━━ SUPPLIED MATERIAL ━━
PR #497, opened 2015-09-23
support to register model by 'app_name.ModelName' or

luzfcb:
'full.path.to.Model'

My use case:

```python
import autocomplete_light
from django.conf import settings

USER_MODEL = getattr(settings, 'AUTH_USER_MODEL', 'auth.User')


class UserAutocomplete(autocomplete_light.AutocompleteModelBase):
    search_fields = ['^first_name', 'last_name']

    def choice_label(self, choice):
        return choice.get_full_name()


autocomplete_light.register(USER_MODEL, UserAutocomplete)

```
━━━
━━ SUPPLIED MATERIAL ━━
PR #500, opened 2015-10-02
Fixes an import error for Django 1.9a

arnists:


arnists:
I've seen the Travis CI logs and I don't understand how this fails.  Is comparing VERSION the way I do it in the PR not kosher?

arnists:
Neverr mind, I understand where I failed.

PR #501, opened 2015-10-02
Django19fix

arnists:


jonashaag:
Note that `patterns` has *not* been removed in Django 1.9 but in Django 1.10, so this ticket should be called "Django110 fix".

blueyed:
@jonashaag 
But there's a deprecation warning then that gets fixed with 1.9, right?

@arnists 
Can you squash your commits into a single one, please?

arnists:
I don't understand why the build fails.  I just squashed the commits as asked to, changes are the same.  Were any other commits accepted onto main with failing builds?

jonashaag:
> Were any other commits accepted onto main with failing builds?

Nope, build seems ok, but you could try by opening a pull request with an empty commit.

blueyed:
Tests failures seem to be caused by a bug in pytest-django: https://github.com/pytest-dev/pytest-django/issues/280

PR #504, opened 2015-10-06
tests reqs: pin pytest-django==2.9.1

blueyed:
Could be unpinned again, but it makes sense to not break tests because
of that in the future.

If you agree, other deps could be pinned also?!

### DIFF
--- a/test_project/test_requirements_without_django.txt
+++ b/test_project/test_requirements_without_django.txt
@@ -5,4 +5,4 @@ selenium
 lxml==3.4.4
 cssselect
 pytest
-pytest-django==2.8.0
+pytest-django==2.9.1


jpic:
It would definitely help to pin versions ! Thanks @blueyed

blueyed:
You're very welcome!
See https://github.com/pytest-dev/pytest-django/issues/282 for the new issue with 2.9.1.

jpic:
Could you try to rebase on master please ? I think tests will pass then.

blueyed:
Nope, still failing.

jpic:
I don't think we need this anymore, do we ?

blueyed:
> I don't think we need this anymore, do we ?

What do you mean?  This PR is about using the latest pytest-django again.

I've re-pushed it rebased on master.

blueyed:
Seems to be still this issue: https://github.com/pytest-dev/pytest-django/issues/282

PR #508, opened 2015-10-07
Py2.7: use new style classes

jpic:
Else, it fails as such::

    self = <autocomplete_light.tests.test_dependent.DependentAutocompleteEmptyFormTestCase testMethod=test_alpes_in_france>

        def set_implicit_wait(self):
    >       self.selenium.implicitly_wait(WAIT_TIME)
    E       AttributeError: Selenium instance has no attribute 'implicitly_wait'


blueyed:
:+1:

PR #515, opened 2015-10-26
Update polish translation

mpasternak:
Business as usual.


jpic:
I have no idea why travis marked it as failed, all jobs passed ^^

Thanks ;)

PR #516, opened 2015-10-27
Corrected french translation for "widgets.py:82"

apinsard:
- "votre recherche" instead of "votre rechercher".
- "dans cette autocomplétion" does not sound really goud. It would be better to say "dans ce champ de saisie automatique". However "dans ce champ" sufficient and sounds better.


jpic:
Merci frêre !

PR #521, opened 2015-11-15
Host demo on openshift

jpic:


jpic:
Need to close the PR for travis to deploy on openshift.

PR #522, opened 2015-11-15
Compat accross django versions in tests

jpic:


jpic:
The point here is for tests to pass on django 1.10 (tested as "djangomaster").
━━━
━━ SUPPLIED MATERIAL ━━
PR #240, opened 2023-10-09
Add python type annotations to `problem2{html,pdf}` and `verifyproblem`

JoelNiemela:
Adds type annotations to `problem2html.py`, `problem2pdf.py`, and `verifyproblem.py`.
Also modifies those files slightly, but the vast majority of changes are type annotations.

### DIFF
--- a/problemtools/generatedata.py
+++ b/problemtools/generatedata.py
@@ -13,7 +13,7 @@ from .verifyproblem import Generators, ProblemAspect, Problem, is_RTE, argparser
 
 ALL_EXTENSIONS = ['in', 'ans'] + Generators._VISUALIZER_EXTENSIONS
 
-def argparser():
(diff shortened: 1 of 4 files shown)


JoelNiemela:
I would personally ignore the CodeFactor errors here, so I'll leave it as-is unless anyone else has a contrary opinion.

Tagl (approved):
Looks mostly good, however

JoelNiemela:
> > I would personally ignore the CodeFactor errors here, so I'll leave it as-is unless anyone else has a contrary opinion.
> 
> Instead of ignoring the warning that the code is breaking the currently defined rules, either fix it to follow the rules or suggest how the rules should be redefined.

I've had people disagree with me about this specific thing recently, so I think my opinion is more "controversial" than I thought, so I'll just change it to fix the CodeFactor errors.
━━━
For each line in the data that holds the word "changes", copy the line.

I don't understand why the build fails.  I just squashed the commits as asked to, changes are the same.  Were any other commits accepted onto main with failing builds?
Also modifies those files slightly, but the vast majority of changes are type annotations.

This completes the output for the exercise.